Le tribunal administratif de Grenoble décidera ce lundi 19 octobre de l'avenir des bouquetins du Bargy (Haute-Savoie), menacés d'abattage afin d'éradiquer une épidémie de brucellose qui menace les vaches laitières du massif et la filière reblochon.
Quelque 70 bouquetins ont déjà été tués début octobre en vertu d'un arrêté préfectoral en date du 16 septembre. Saisi par des associations de défense de l'environnement, le tribunal devra décider lundi à 10H30 si l'abattage massif de cette espèce protégée depuis 1981 doit se poursuivre.

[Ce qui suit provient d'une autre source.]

PR #1934, opened 2016-05-27
Fix expected webhook external response format

TylerBrock:
The actual contract between parse-server and external webhooks specifies that the response to a beforeSave return the object directly instead of wrapped in an object under a key named "object" (like it does in cloud code)


flovilmart:
LGTM!

Issue #1928, opened 2016-05-27
beforeSave success callback works differently for api.parse.com and parse-server


codebreach:
`beforeSave` success callback works differently for api.parse.com and parse-server.
Passing the object to success fails to update fields on parse-server but correctly updates fields on api.parse.com
This has been described in #1031, #866 already.

### Steps to reproduce
```es6
Parse.Cloud.beforeSave('AClass', (request, response) => {
  request.object.set('before', 'save');
  response.success(request.object);
});
```

1. Add BeforeSave hook like above
2. Save an object
3. Retrieve object

#### Expected Results

Retrieved object has fields set in before save missing

#### Actual Outcome

Retrieved object should have fields set in before save present

### Environment Setup

- **Server**
  - parse-server version: 2.2.10
  - Operating System:     Mac OSX 10.11.14
  - Hardware:             MBP x86-64
  - Localhost or remote server? Localhost

- **Database**
  - MongoDB version: 3.2.1
  - Storage engine:  Default
  - Hardware:       MBP x86-64
  - Localhost or remote server? Localhost

### Logs/Trace

The root cause is https://github.com/ParsePlatform/parse-server/blob/b2183680be18ffc6c5b90e2fc2260bede571c2b3/src/triggers.js#L133-L136

copied below:
```es6
  success: function(response) {
      // Use the JSON response
      if (response && request.triggerName === Types.beforeSave) {
        return resolve(response);
      }
      response = {};
      if (request.triggerName === Types.beforeSave) {
        response['object'] = request.object._getSaveJSON();
      }
      return resolve(response);
    },
```

The first if breaks the code, and was added by @flovilmart in 9ac7a52 to support webhooks. Could we do something on the lines of:

```es6
      if (response && !response.equals(request.object) &&
          request.triggerName === Types.beforeSave) {
        return resolve(response);
      }
```

I can open this PR and write a couple of tests if this makes sense?

flovilmart:
Yep good catch, open a PR, and make sure the tests around the web hooks are good too. Some users as @TylerBrock are moving to that strategy so they would expect it to work correctly.

PR #1937, opened 2016-05-28
Make beforeSave work when object is passed to success

codebreach:
See #1928
The tests all pass, but @TylerBrock please check that this doesn't break any webhooks stuff 
cc @flovilmart


TylerBrock:
We have a test for the use case I'm concerned about so this looks good!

Sur environ 300 bouquetins recensés dans le Bargy (dont 40 % atteints de brucellose), seul un « noyau sain » de 75 bêtes doit être épargné, selon les plans de la préfecture. Cet abattage massif est voué à éviter une transmission de la brucellose aux élevages bovins, comme ce fut le cas en avril 2012. A l'époque, un cheptel laitier de la commune du Grand Bornand avait dû être euthanasié et deux autres placés en soixantaine. Des reblochons vendus dans toute la France avaient été détruits.
Des pertes économiques pour les exploitations
« Certaines exploitations avaient perdu 70.000 euros », rappelle Bernard Mogenet, président de la FDSEA des Savoie, des éleveurs étant contraints d'arrêter la fabrication de lait cru et de détruire des fromages déjà fabriqués. Or, le massif du Bargy ne compte pas moins de 62 élevages bovins laitiers. « On fait courir un risque à toute l'agriculture de montagne. La filière reblochon est en première ligne mais tous les fromages savoyards sont au lait cru », souligne M. Mogenet.
Après la découverte du foyer de brucellose chez les bouquetins du Bargy, plusieurs campagnes d'abattage tuant plus de 300 bêtes ont été lancées, sans éradiquer la maladie. L'abattage ciblé des seuls bouquetins malades après dépistage, décidé en 2014, « prenait du temps et était dangereux », souligne Georges-François Leclerc, préfet de la Haute-Savoie. « On risquait de courir éternellement après la maladie ». Sur un terrain escarpé, il est en effet beaucoup moins risqué d'abattre un animal à 250 mètres de distance, que de le capturer par téléanesthésie, ce qui nécessite d'être à moins de 25 mètres.
Pour justifier son choix de l'abattage massif, le préfet n'hésite pas à affirmer que le statut « indemne de brucellose », acquis par la France en 2005, est menacé. Si ce statut était perdu, « il faudra faire un test sur la moindre vache exportée », souligne-t-il, en assurant qu'il n'est « pas seulement le préfet qui défend le reblochon ».
L'Anses estime le risque « quasi nul »
Pourtant, les contaminations de 2012 (il y avait aussi eu un cas dans le Nord-Pas-de-Calais), vite maîtrisées, n'avaient pas remis en cause ce statut, note l'Anses (Agence nationale de sécurité sanitaire) dans un rapport publié en juillet. Dans ce document, l'agence souligne en outre que « le risque actuel de transmission de la brucellose aux cheptels domestiques est estimé, par les experts, comme quasi nul à minime ». Quant au risque de transmission à l'homme, il est « quasi nul », en tout cas « très inférieur » au risque lié à la brucellose importée (80 % des cas en France chaque année).
Les experts estiment en outre impossible de parvenir à un abattage total des bouquetins et suggèrent une combinaison de mesures sur au moins cinq ans pour éviter la propagation de la maladie aux autres massifs : vaccination, euthanasie sélective, surveillance, etc...
« On demande à ce que les avis des experts soient suivis pour revenir à une approche raisonnée. Actuellement, le gouvernement agit en fonction de la pression qui s'exerce, de la capacité de nuisance de chacun », souligne Jean-Pierre Crouzat, porte-parole de la Frapna (Fédération Rhône-Alpes de protection de la nature). « Les fabricants de fromage veulent se débarrasser de la brucellose et on le comprend. Mais le risque est grossi : c'est une épée de Damoclès petite et lointaine », ajoute-t-il.